> **Records for processing**
PR #442, opened 2025-11-10
test: End to End test for Data Parallel support

shmuelk:
This PR adds an additional test to the set of end to end tests. In particular it adds an end to end test of the Inference-Scheduler and Sidecar support of vLLM's Data Parallel feature.

Fixes: #441

### DIFF
--- a/test/utils/network.go
+++ b/test/utils/network.go
@@ -12,7 +12,9 @@ func GetFreePort() (string, error) {
 	if listener, err = net.Listen("tcp", ":0"); err == nil {
 		var port string
 		_, port, err = net.SplitHostPort(listener.Addr().String())
-		defer listener.Close()
+		defer func() {
+			_ = listener.Close()
+		}()
 		return port, err
 	}
 	return "", err


pkg/sidecar/proxy/proxy_test.go
```diff
@@ -61,14 +61,15 @@ var _ = Describe("Reverse Proxy", func() {
 				proxy := NewProxy("0", targetURL, cfg) // port 0 to automatically choose one that's available.
 
 				ctx, cancelFn := context.WithCancel(ctx)
-				defer cancelFn()
+				stoppedCh := make(chan bool)
```
elevran: nit: if you'll never send `false` down the channel then no need for a bool. Can use `chan struct{}` if only interested in read-readiness.

pkg/sidecar/proxy/proxy_test.go
```diff
@@ -116,16 +120,13 @@ var _ = Describe("Reverse Proxy", func() {
 	})
 
 	When("x-prefiller-url is present", func() {
-		var ctx context.Context
 		var decodeBackend *httptest.Server
 		var decodeHandler *mock.ChatCompletionHandler
 		var prefillBackend *httptest.Server
 		var prefillHandler *mock.ChatCompletionHandler
```
elevran, line 126: unrelated to this PR, curious why a `mock.ChatCompletionHandler` is used for `decode` and `prefill` handlers.

test/e2e/e2e_suite_test.go
```diff
@@ -180,6 +179,28 @@ func createEnvoy() {
 	testutils.CreateObjsFromYaml(testConfig, manifests)
 }
 
+func createInferencePool(targets int, toDelete bool) {
```
elevran: nit:
targets could mean pods or endpoint (ip:port) for the inference pool.
Based on usage below, seems to be neither, but rather a port count for the pool

test/e2e/e2e_test.go
```diff
@@ -25,6 +25,9 @@ const (
 	// simPdDeployment references the YAML file for the deployment
 	// running the vLLM simulator with PD
 	simPdDeployment = "./yaml/vllm-sim-pd.yaml"
+	// simDpDeployment references  the YAML file for the deployment
```
elevran: nit: idiomatic Go should capitalize the acronym as `DP` not `Dp` (same as `HTTP`, `TCP`, etc.)

test/utils/network.go
```diff
@@ -0,0 +1,22 @@
+// Package utils contains utilities for testing
+package utils
+
+import (
+	"net"
+)
+
+// GetFreePort finds a free port to listen on
+func GetFreePort() (string, error) {
```
elevran, line 9: nit: is there a cleaner version of this function (e.g., no err2, use defer)?

test/e2e/yaml/inference-pools.yaml
```diff
@@ -11,5 +11,4 @@ spec:
     kind: Service
     port:
       number: 9002
-  targetPorts:
-  - number: 8000
\ No newline at end of file
+  targetPorts: ${TARGET_PORTS}
```
elevran: missing newline at end of file

pkg/sidecar/proxy/data_parallel_test.go
```diff
@@ -0,0 +1,100 @@
...
+	When("configured with --data-parallel-size > 1", func() {
+		It("should create an extra proxy", func() {
+			_, ctx := ktesting.NewTestContext(GinkgoT())
+			ctx, cancel := context.WithCancel(ctx)
+			grp, ctx := errgroup.WithContext(ctx)
+
+			// proxy.startDataParallel starts listeners on the ports following
+			// the proxy's main port. To avoid problems, get a free port and
+			// tell the proxy that it is listening on that port minus one.
+			freePort, err := testutils.GetFreePort()
```
elevran, line 34: if you plan to open the port, there's a potential race condition.
AFAIK, the port can be in TIMED_WAIT or might have been open by another server in the meantime. Short window, but might need the user of the port (sidecar?) to retry

test/utils/network.go
```diff
@@ -0,0 +1,22 @@
...
+	var listener net.Listener
+	var err error
+	if listener, err = net.Listen("tcp", "127.0.0.1:0"); err == nil {
```
elevran:
```suggestion
	if listener, err = net.Listen("tcp", ":0"); err == nil {
```
localhost is implied.

pkg/sidecar/proxy/proxy_test.go
shmuelk: I didn't write that test. The mock handlers simply record that there was a call and return a HTTP Status of 200.

The test doesn't actually test if the K/V is transferred from the prefiller to the decoder.

pkg/sidecar/proxy/data_parallel_test.go
shmuelk: The port involved is the extra port opened on the sidecar for the /metrics calls, sent to the inference engine. The test doesn't actually send anything to that port. It does listen on that port....

elevran: it could fail in listener open, seems ok so far but maybe leave a note if it starts showing up in future runs?

test/utils/network.go
shmuelk: Done

test/e2e/yaml/inference-pools.yaml
shmuelk: fixed

test/utils/network.go
shmuelk: Done

test/e2e/e2e_test.go
shmuelk: Done

test/e2e/e2e_suite_test.go
shmuelk: Changed to numTargetPorts

pkg/sidecar/proxy/proxy_test.go
shmuelk: Done

elevran (approved):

> **Requirement**
Up to and including the line with "var port string", output each line of the entries above exactly, starting from the first.

> **Response to the exercise**
PR #442, opened 2025-11-10
test: End to End test for Data Parallel support

shmuelk:
This PR adds an additional test to the set of end to end tests. In particular it adds an end to end test of the Inference-Scheduler and Sidecar support of vLLM's Data Parallel feature.

Fixes: #441

### DIFF
--- a/test/utils/network.go
+++ b/test/utils/network.go
@@ -12,7 +12,9 @@ func GetFreePort() (string, error) {
 	if listener, err = net.Listen("tcp", ":0"); err == nil {
 		var port string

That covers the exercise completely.